In alternative, other ways of targeting IL-7R-expressing T-ALL cells may rely on the administration of chimeric antigen receptors (CAR T-cells) against IL-7Rα or the use of anti- IL-7Rα antibodies (Cramer et al., 2016). While there are no reports as yet on the former, the latter strategy has led already to promising results. It has been very recently shown that high IL-7Rα expression directly correlated with central nervous system involvement in B-ALL patients. The authors then used a commercially available monoclonal anti-IL7Rα antibody to abrogate leukemia development in xenografted mice, which outperformed ruxolitinib (Alsadeq et al., 2018). In another study, glucocorticoid resistance in T-ALL was tackled by using a murine anti-IL-7Rα antibody conjugated to a cytotoxic agent. Although this antibody is clinically inconsequential, results highlight the potential of targeting IL-7R using monoclonal antibodies (Yasunaga et al., 2017). Following similar lines, we have generated a fully human antibody against IL-7Rα using phage display with the ability to inhibit IL-7/IL-7R-dependent signaling and anti-tumor potential against IL-7R-expressing T-ALL cells both in vitro and in vivo (Akkapeddi et al., unpublished data).
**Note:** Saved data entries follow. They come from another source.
PR #619, opened 2023-12-14
Require menuinst>=2 in conda-build 3.28.0 and 3.28.1

jaimergp:
Checklist

- https://github.com/AnacondaRecipes/repodata-hotfixes/pull/218

### DIFF
--- a/recipe/patch_yaml/conda-build.yaml
+++ b/recipe/patch_yaml/conda-build.yaml
@@ -79,3 +79,13 @@ then:
   - tighten_depends:
       name: conda
       upper_bound: 23.9.0
+---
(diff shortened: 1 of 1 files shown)


xhochy:
@jaimergp Is this ready? I'm missing a diff here as an indicator, otherwise would be fine to merge.

jaimergp:
Same, 3.28.0 is not patched. Is it because it's marked as broken? Anyway, ready for review and merge @xhochy

jaimergp:
Ah, 3.28.1 is marked as broken now too, so maybe we don't need this after all. 3.28.2 should pin this adequately.

hmaarrfk:
ok to close?

PR #628, opened 2024-01-02
tighten fmt in libmamba

jaimergp:
Checklist

* [X] Used a static YAML file for the patch if possible ([instructions](https://github.com/conda-forge/conda-forge-repodata-patches-feedstock/blob/main/recipe/README.md)).
* [ ] Only wrote code directly into `generate_patch_json.py` if absolutely necessary.
* [ ] Ran `pre-commit run -a` and ensured all files pass the linting checks.
* [ ] Ran `python show_diff.py` and posted the output as part of the PR.
* [X] Modifications won't affect packages built in the future. 

`fmt 10.2.0` breaks libmamba on Windows: https://github.com/conda-forge/fmt-feedstock/pull/39

PR #629, opened 2024-01-03
Revert "tighten fmt in libmamba"

h-vetinari:
fmt 10.2 accidentally dropped a symbol that lead to widespread breakage on windows, including all of our windows builds (because it affected mamba itself). After #628 stopped the bleeding, @saraedum went digging and rootcaused+fixed this upstream in https://github.com/fmtlib/fmt/pull/3786, which already made it to conda-forge: https://github.com/conda-forge/fmt-feedstock/pull/42

This means we should be able to drop the pin again, as over time, more and more packages will now build with `fmt 10.2` and thus get a `fmt >=10.2,<11.0a0` run-export, that would be incompatible with the patched constraints for mamba from #628.

An alternative would be to just rebuild mamba once for 10.2, and leave the older builds constrained to 10.1, though I don't really see the need for this if the ABI is fixed.

CC @jaimergp

### DIFF
--- a/recipe/patch_yaml/mamba.yaml
+++ b/recipe/patch_yaml/mamba.yaml
@@ -1,4 +1,3 @@
-# yaml-language-server: $schema=../patch_yaml_model.json
 # from this code
 # if (
 #     subdir in ["linux-64", "linux-aarch64", "linux-ppc64le"]
@@ -142,13 +141,3 @@ then:
   - replace_depends:
       old: conda >=23.9,<24
       new: conda >=23.9,<23.11.0
----
-# fmt 10.2.0 breaks libmamba on Windows
-# https://github.com/conda-forge/fmt-feedstock/pull/39
-if:
-  name: libmamba
-  timestamp_lt: 1704218331614
-then:
-  - tighten_depends:
-      name: fmt
-      upper_bound: "10.2.0"


hmaarrfk:
I believe the offending build was marked as broken in https://github.com/conda-forge/admin-requests/pull/902 is that correct?

SylvainCorlay:
> I believe the offending build was marked as broken in https://github.com/conda-forge/admin-requests/pull/902 is that correct?

Yes, it seems so. Do we need to wait for CDNs to synchronize before merging ?

jakirkham:
The patches were regenerated in [this CI job]( https://dev.azure.com/conda-forge/feedstock-builds/_build/results?buildId=852421&view=results ). May take a bit for the CDN to pick that up

Though got the sense this change might be less urgent. This based on the fact Axel asked Jaime to review (who is likely done for the day) and presented options for discussion. Also got the sense that other fixes were already in place (this is just relaxing some of them)

Please let me know if I'm missing something though. Haven't caught up on all the related threads yet

bdice (approved):

h-vetinari:
> The patches were regenerated in [this CI job](https://dev.azure.com/conda-forge/feedstock-builds/_build/results?buildId=852421&view=results). May take a bit for the CDN to pick that up

The patches from #628 were picked up quickly yesterday, which is what "unbroke" our windows pipelines. Now that a bugfix was identified and backported, we are able to undo that workaround (if we want).

> Though got the sense this change might be less urgent. This based on the fact Axel asked Jaime to review (who is likely done for the day) and presented options for discussion. Also got the sense that other fixes were already in place (this is just relaxing some of them)

💯

jaimergp (approved):
LGTM

ryanvolz:
Sorry for the ping, but I'd love to see this merged to resolve a conflict I'm seeing between `libmamba` and recent builds of a few packages that depend on `fmt`. (This is in the context of updating an installer built with conda constructor, where I haven't transitioned yet to having the installer create extra environments besides the base env.)

PR #637, opened 2024-01-18
Allow 0.190 for elfutils=0.18*

xhochy:
Checklist


xhochy:
DIff https://gist.github.com/xhochy/014629c5313a7909a31d59e3b7587181

PR #642, opened 2024-01-24
Add a patch to pin openblas <0.3.26 for older scipy builds

hmaarrfk:
xref: https://github.com/conda-forge/scipy-feedstock/issues/266#issuecomment-1907148347

cc: @h-vetinari 

diff: https://gist.github.com/hmaarrfk/b69c7844166efc7cd61f98ae2a4548d5

Checklist

### DIFF
--- a/recipe/patch_yaml/scipy.yaml
+++ b/recipe/patch_yaml/scipy.yaml
@@ -1,0 +1,26 @@
+# 2024/01 -- hmaarrfk
+# scipy version 1.12.0 build 2 was patched
+# for compatibility with libopenblas 0.3.26
+# However older version are incompatible
+# https://github.com/conda-forge/scipy-feedstock/issues/266
+if:
+  name: scipy
+  version: 1.12.0
+  build_number_lt: 2
+
+then:
+  - add_constrains: libopenblas <0.3.26
+
+---
+
+# 2024/01 -- hmaarrfk
+# scipy version 1.12.0 build 2 was patched
+# for compatibility with libopenblas 0.3.26
+# However older version are incompatible
+# https://github.com/conda-forge/scipy-feedstock/issues/266
+if:
+  name: scipy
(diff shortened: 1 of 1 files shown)


h-vetinari:
I think the approach is correct, but this is touching _a lot_ of builds (even though the addition of a constraint for a package that didn't exist at the time these builds were published should be pretty harmless). Not sure what the best way to handle this is. CC @conda-forge/core.

recipe/patch_yaml/scipy.yaml
```diff
@@ -0,0 +1,26 @@
+# 2024/01 -- hmaarrfk
+# scipy version 1.20.0 build 2 was patched
```
h-vetinari, line 2:
```suggestion
# scipy version 1.12.0 build 2 was patched
```

recipe/patch_yaml/scipy.yaml
```diff
@@ -0,0 +1,26 @@
...
+  version: 1.12.0
+  build_number_lt: 2
+
+then:
+  - add_constrains: libopenblas <0.3.26
+
+---
+
+# 2024/01 -- hmaarrfk
+# scipy version 1.20.0 build 2 was patched
```
h-vetinari, line 17:
```suggestion
# scipy version 1.12.0 build 2 was patched
```

h-vetinari (approved):
LGTM aside from some comment nits.

recipe/patch_yaml/scipy.yaml
hmaarrfk: thx!

h-vetinari:
Any comments? This is hitting scipy installs quite widely so I think we should do it (e.g. someone who's not able to update to 1.12, which is the only version that's fixed ATM)

beckermr:
merge away!

PR #657, opened 2024-02-08
Tighten conda-build dep in boa

jaimergp:
Checklist

Addresses incompatibility disclosed at https://github.com/mamba-org/boa/issues/392


jaimergp:
```diff
noarch
noarch::boa-0.16.0-pyhd8ed1ab_0.conda
noarch::boa-0.16.0-pyhd8ed1ab_1.conda
-    "conda-build >=3.24",
+    "conda-build >=3.24,<24.1.0a0",
```

Note that even if this patch contains 0.15.x, that release series is marked as broken, so it's not patched. Only added them for completeness.

PR #685, opened 2024-03-19
Avoid conda 24.3.0 breaking conda-build

jaimergp:
Checklist

`conda` 24.3.0 deprecated some stuff that conda-build still used (see https://github.com/conda/conda-build/pull/5221).

### DIFF
--- a/recipe/patch_yaml/conda-build.yaml
+++ b/recipe/patch_yaml/conda-build.yaml
@@ -86,6 +86,7 @@ if:
   name: conda-build
   version_gt: 3.21.8
   version_lt: 24.3.0
+  timestamp_le: 1710834612324  # 2024-03-19
 then:
   - tighten_depends:
       name: conda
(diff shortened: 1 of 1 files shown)


h-vetinari (approved):

xhochy (approved):

h-vetinari:
If we end up updating the run-constraint in https://github.com/conda-forge/conda-feedstock/pull/232, then this repodata patch is actually not strictly speaking necessary (but still doesn't hurt). Inversely, now that we have the repodata-patch, we don't categorically _need_ the run-constraint, but it would IMO be the cleaner (because more explicit) way to do it.

jezdez:
Thanks all!

mbargull:
BTW, upstream is preparing some CI checks such that we should catch these things much earlier: https://github.com/conda/conda-build/pull/5244 .

PR #189, opened 2019-07-09
Import/Export users as CSV

NikhilM98:


tarunsinghal92:
@NikhilM98 same for this one too!

NikhilM98:
Screenshots:
- Import
Input
Screenshot from 2019-07-18 11-36-03
Output
Screenshot from 2019-07-18 12-20-50

- Export
Screenshot from 2019-07-18 12-21-55

tarunsinghal92:
Good Job!

llaske:
I think it will be better if export format is the same that the import format.
Plus I think that the id column has no sense.

NikhilM98:
The format is almost the same except for the `_id` column in the output. That column is present in both Import and Export output is it may be useful for confirming the successful creation of the user. The same export file can still be used for imports without any modifications.

PR #192, opened 2019-07-20
Sorting by name and timestamp 

NikhilM98:


llaske:
Very nice.
Is it possible to sort journal by title too?

NikhilM98:
@llaske I've created a PR to allow journal sort by title

PR #195, opened 2019-07-25
Sugarizer Server tutorial

NikhilM98:


dashboard/public/js/tutorial.js
```diff
@@ -0,0 +1,368 @@
...
+			steps: [],
+			keyboard: true,
+			onEnd: function() {
+				tutorial.elements = [];
+			}
+		});
+		if (currentView == "home") {
+			tour.addSteps([
+				{
+					element: "",
```
tarunsinghal92: Quick feedback:
- put steps for each module in a separate file. e.g. `steps/home.json`
- how are you handling multiple languages.

NikhilM98: I'll be using webl10n for translations. I was following Sugarizer tutorial format (https://github.com/llaske/sugarizer/blob/dev/lib/tutorial.js), that why I put it all in a single file.

llaske:
It will be better to launch the tutorial only when the user ask it: by clicking on a help button.

PR #215, opened 2020-01-15
Classroom user search

NikhilM98:
_AddEditClassroom_ View was slowing down for large number of users in the database.
Removed [multiselect.js](http://loudev.com) and replaced it with [jQuery Select2](https://select2.github.io/select2).
Select2 makes AJAX queries for searching on the backend instead of searching on the client-side.

@llaske can you please test this PR before merging.


llaske:
It's very good. The UI is very usable. Thanks.

PR #216, opened 2020-01-16
Classroom inconsistency fix

NikhilM98:
Fixes:
- **Restrict classroom with existing name:** Currently we can create classrooms with the existing name -- This feature may cause issues with seed-users script or upload users as CSV feature.
- **Restrict classroom with empty name:** In Edit Classroom view, we can remove the name of the classroom and save the classroom with empty name.


llaske:
Good job. Thanks.

PR #223, opened 2020-01-30
Private journal checkbox

NikhilM98:
Updated Journal View as requested. @llaske have a look.


llaske:
Good. That's the idea.
BTW are you sure you need to add a new route to get shared entries? why not using the current route like mentioned [here](https://github.com/llaske/sugarizer-server/blob/dev/api/controller/journal.js#L124)?

NikhilM98:
@llaske yes you're right. That route is not required.

llaske:
Hmmm. In fact, the checkbox should not be labeled "Private" but "Shared" instead. Because when the checkbox is checked, only the shared content is displayed, not the private content.

image

PR #224, opened 2020-01-31
Allow teacher login on Sugarizer

### LINKED ISSUE #222: Allow teachers to connect to Sugarizer client
Since https://github.com/llaske/sugarizer/commit/9094711b32ab3dd151954f8d2113be801e139683  Sugarizer allow teachers to login to the app.

BTW it doesn't work because when a teacher is created it doesn't have a private journal and a shared journal. See [here](https://github.com/llaske/sugarizer-server/blob/dev/api/controller/users.js#L493). So the login from Sugarizer app works but it's not possible for a teacher to store something in the Journal or to access to the remote/shared journal.

Peek 26-01-2020 22-11

The idea is to update Sugarizer Server to allow a teacher to login to Sugarizer app with a real Journal.
It means change the teacher creation but also the teacher update and delete.
It's important too to add a new test unit handle it.

NikhilM98:
This patch allows the teacher to log in to Sugarizer.

- [x] The teacher to login to Sugarizer and access their journal entries.
- [x] In Sugarizer-Server, add some way to view teacher journal entries. -- Now teacher entries can be viewed from the journal view.

Fixes #222

### DIFF
--- a/api/controller/auth.js
+++ b/api/controller/auth.js
@@ -82,11 +82,24 @@ exports.login = function(req, res) {
 				}
 			});
 		});
-	} else {
+	} else if (user.role) {
 		var role = user.role || 'student';
 		query.role = {
 			$regex: new RegExp("^" + role + "$", "i")
 		};
+	} else {
+		query['$or'] = [
+			{
+				role: {
+					$regex: new RegExp("^student$", "i")
+				}
+			},
+			{
+				role: {
+					$regex: new RegExp("^teacher$", "i")
+				}
+			}
+		];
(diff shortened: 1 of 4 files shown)


llaske:
Very cool.
BTW I guess we could also add in the Users view the action to see the teacher Journal:

For teachers:
image

For students:
image

NikhilM98:
> I guess we could also add in the Users view the action to see the teacher Journal.

@llaske done.

llaske:
Good job. Thanks.

PR #225, opened 2020-02-09
Journal download

### LINKED ISSUE #220: Add a download icon in Dashboard Journal view
The idea is to add a download action icon on each line of the Journal view.

image

This icon will allow to download the item and save it locally. This feature is the same than the "Copy to device" feature of the Sugarizer Journal.
Depending of the item mime type, the content will be saved as a JSON, JPG, ODT, PDF, ... file.
See the list of supported datatype [here](https://github.com/llaske/sugarizer/blob/dev/lib/util.js#L436).

NikhilM98:
Fixes #220


llaske:
Good work.

Two remarks:

- I suggest to reverse the icon download and the launch icon because it's more important to launch than to download.

image

- It don't work with PDF/ODT/DOCX content (coming from Write activity). I've got a message "No linked activity found". There is a same problem when launching but downloading should be more permissive.

image

llaske:
That's fine.

But there is an issue with encoding of TXT file:

image

Guess it's considered as binary.

NikhilM98:
@llaske it's working fine on my side. How did you create this text file?
I uploaded a .txt file by using the _Import from device_ feature of the Sugarizer app.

The not so bad… IL-7 and IL-7R as tumor suppressors?

The studies we highlighted above indicate that over-activation of the IL-7/IL-7R signaling axis can contribute to leukemia/lymphoma establishment and progression; however, there is also some evidence pointing out to the contrary. For example, restraining IL-7R-mediated signaling can accelerate T-cell lymphomagenesis in the context of p53 deficiency (Kibe et al., 2012), due to the ability of the IL-7/IL-7Rα axis to maintain telomere integrity via POT1 expression during T-cell development. Il7r −/− p53 −/− mice displayed a marked reduction of apoptosis in T-cell precursors and increased thymic lymphomagenesis, with telomere erosions and exacerbated chromosomal abnormalities, including chromosome duplications, breaks, and translocations. IL-7/IL-7Rα signaling withdrawal led to telomere erosion and activation of the p53 pathway (Kibe et al., 2012). Obviously, in the absence of p53 this did not drive apoptosis and thus likely potentiated the formation of T-cell tumors via genomic instability. Another example of potential (although not formally tested) anti-tumor effects of IL-7-mediated signaling come from the demonstration that IL-7R-mediated signaling in pre-B cells serves as a safeguard against premature activation of AID, preventing concomitant activation of AID and RAGs - which in turn are required for B-ALL development (Swaminathan et al., 2015). This feature may, however, be counterbalanced by the fact that IL-7 contributes to the survival and proliferation of B-cell precursors (Corfe and Paige, 2012), which may also justify why IL7R mutations have been identified in high-risk B-ALL cases (Roberts et al., 2012, 2014), and the IL-7/IL-7R signaling axis has been shown to contribute to the proliferation and/or survival of B-ALL cells, to steroid resistance and poor outcome in B-ALL (Brown et al., 2003; Li et al., 2016; Morishita et al., 2012; Mullighan, 2013; Roberts and Mullighan, 2015; Touw et al., 1990; van der Plas et al., 1996), and, as mentioned above, to associate with central nervous system infiltration and relapse (Alsadeq et al., 2018).

Conflicts of interest

The authors have no conflict of interest to declare. Funding agencies, mentioned in the Acknowledgements section, did not have any influence on the planning, execution or writing of the manuscript.